60But Peter said, "Man, I do not know what you are talking about." And immediately, while he was still speaking, the rooster crowed. 61And the Lord turned and looked at Peter. And Peter remembered the saying of the Lord, how he had said to him, "Before the rooster crows today, you will deny me three times." 62And he went out and wept bitterly.
i can’t possibly imagine what peter must have felt like at this moment. hours earlier he had been so bold as to tell the lord that he would never leave him. yet here he was, and not only did he scatter with the rest, but he deliberately said three times that he did not even know jesus.
what would be the worst part? doing what he swore he would never do? or was it the fact that not only did he do it, but jesus was actually close enough to see and hear him do it.
i can’t fathom it.
yet i do it everyday. god’s word tells me that i am weak and sinful. apart from god’s grace i can do no good. it tells me over and over again to remain in him, and to pursue godliness. yet i leave the scriptures unopened far too often, and many times, even after reading it, i walk away unchanged. what will it take for me to weep bitterly over my sin, to be so ashamed and embarrassed that i am completely humiliated and broken? the lord sees and knows my every action, why do i pretend that they go unnoticed? dare i love sin so much it is worth denying my savior, even when he looks at me squarely through his word?
week after week i stand in a pew and sings songs of my love for jesus, my gratitude to the father, and my need of the holy spirit. i teach sunday school with urgency that my hearers understand the truths of god's word. i write on this bl0g in hopes that through my own reasoning and thinking through matters of life and faith, i may come to a clearer and more definite place of resolve in the pursuit of holiness.

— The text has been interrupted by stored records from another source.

PR #4003, opened 2022-10-17
Update invalidSafeError in Safe Control

### LINKED ISSUE #4002: Add couple of additional error  messages in Safe Control
Currently, we don't have a specific message for when a user enters a safe manually into the safe picker instead of selecting a safe from the dropdown menu. 

We also don't have a message for when an ABI fetched in the contract interaction section returns no useful methods. The f unction selector just looks like it isn't working.

willm30:
## Description

This PR adds a couple of extra error messages to Safe Control and fixes a bug in the Contract Interaction section. 

**Changes** 🏗

1. Replace "noSafeSelected" error with "invalidSafeError", which covers the previous case in addition to the case of a user entering a safe address directly into the safe picker. 
2. Fixes a bug in the Contract Interaction section where it wasn't refetching if there was an error displayed
3. Adds a specific message if there are no useful methods on the abi in the contract interaction section

## To test

Open a form section with either no safe selected or something manually entered into the safe picker (valid address or not). Should receive the corresponding error. Make sure it then duly disappears when selecting a safe correctly.

If you fetch a contract such as `0x05b990D01A2f86852feD1E7d609dd3E52aA9EA27` (rinkeby), which has no useful methods, you should see the corresponding message instead of a function selector with no options.

## Screenshots

Invalid Address:

invalid

No external methods:

noexternals

Resolves #4002

### DIFF
--- a/src/modules/dashboard/components/Dialogs/ControlSafeDialog/TransactionTypesSection/ContractInteractionSection.tsx
+++ b/src/modules/dashboard/components/Dialogs/ControlSafeDialog/TransactionTypesSection/ContractInteractionSection.tsx
@@ -67,8 +67,12 @@ const MSG = defineMessages({
     defaultMessage: `Unable to fetch contract. Please check your connection`,
   },
   noUsefulMethodsError: {
-    id: `dashboard.ControlSafeDialog.ControlSafeForm.TransactionTypesSection.ContractInteractionSection.noUsefulMethodsError`,
+    id: `dashboard.ControlSafeDialog.TransactionTypesSection.ContractInteractionSection.noUsefulMethodsError`,
     defaultMessage: `No external methods were found in this ABI`,
+  },
+  unknownContract: {
+    id: `dashboard.ControlSafeDialog.TransactionTypesSection.ContractInteractionSection.unknownContract`,
+    defaultMessage: `Unknown contract`,
   },
 });
 
@@ -182,7 +186,7 @@ const ContractInteractionSection = ({
 
         setFieldValue(
           `transactions.${transactionFormIndex}.contract.profile.displayName`,
-          contractName || 'Unknown contract',
+          contractName || formatMessage(MSG.unknownContract),
         );
         setIsLoadingABI(false);
       } else {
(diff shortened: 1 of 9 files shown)


src/modules/dashboard/components/Dialogs/ControlSafeDialog/TransactionTypesSection/ContractInteractionSection.tsx
```diff
@@ -157,57 +157,69 @@ const ContractInteractionSection = ({
...
+
   useEffect(() => {
     if (
       transactionValues.contract &&
-      selectedSafe &&
-      // only run effect if safe chain changes
-      prevSafeChainId !== selectedSafe.chainId
+      safe &&
+      // only run effect if safe chain changes or there was previously an error
+      (prevSafeChainId !== selectedVerifiedSafe?.chainId || ABIError)
```
willm30, line 203: This fixes the bug where it wouldn't refetch if you had an invalid safe error and then updated the safe input

src/modules/dashboard/components/Dialogs/ControlSafeDialog/TransactionTypesSection/TransferFundsSection.tsx
```diff
@@ -87,23 +87,28 @@ const TransferFundsSection = ({
     setBalanceError('');
     if (safe) {
       setIsLoadingBalances(true);
+      let baseUrl: string;
       try {
         const chainName = getChainNameFromSafe(safe.profile.displayName);
```
willm30, line 92: Move `getChainNameFromSafe` to own try catch in case the user inputs manually into the safe picker, which will throw an error we can catch and set the error to `invalidSafeError`

jakubcolony (approved):
Nice work @willm30

The only thing I think you could improve is the alignment of the noUsefulMethodsError so that it sits right in the middle between the ABI textarea and Add another transaction button:
Screenshot 2022-10-20 at 19 09 40

Otherwise, everything looks good!
Screenshot 2022-10-20 at 18 57 46

Screenshot 2022-10-20 at 19 06 04

Julianahlk (approved):
The new error messages are looking great Will! I do agree with Jakub the below error message can be adjusted to match the alignment of other error messages. 
Screen Shot 2022-10-20 at 4 51 47 PM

its as if i keep telling the lord, "look at all of these things i am doing! i do love you, i do love your word, i do understand my need for you!"
then i look at my other actions. how selfish i can be towards my wife. my laziness, my lack of grace extended to others. my actions show that i value a mere 30 min of sleep more than time with the lord. rather than seek out opportunities to share the gospel, i reason that my being in seminary leaves me with little time for "such matters".
though scripture speaks of my need for nourishment, daily fellowship and intimacy with the lord, i am saying to him, "i can make it own my own strength".
what will it take for me to hate my sin? why do i keep it within reach? jesus said in john 14:15 "if you love me, then do what i say." how then, can i read his word, read his commands, and then live as if i never knew them?
i have never been one to wish pain or punishment on myself, but i need the bitterness that comes from the lord locking eyes with me in the midst of my sin. when will i fully realize that every time i disobey or deny him by my thoughts or actions, that i am in essence denying him to his face?
how can we live our lives waving our christian banner of church invlovement, bible studies, the volume of our personal libraries, our seminary degrees, or any other trophies that wave in god's face, or the faces of our spheres of influence- only to have so much disobedience in our life.
pride, jealousy, dishonesty(i.e. lying), vanity, gossip (slander), laziness, lust.... the list goes on and on.
we tolerate and excuse so much. yet each time we sin we are saying to jesus "i dont love you more than i love
so next time you are in church, and the words on the page or the screen prompt an expression of love, before we are so bold to sing those out loud, let us first reflect on our past few days, and see if we can honestly sing of our love for him, or if our actions speak to our love of sin.
oh lord, you continue to love us despite our adultress action towards you. please look us in the eye, and teach us to hate our sin, and by our actions and in our hearts, love you more than any fleeting effects of sin.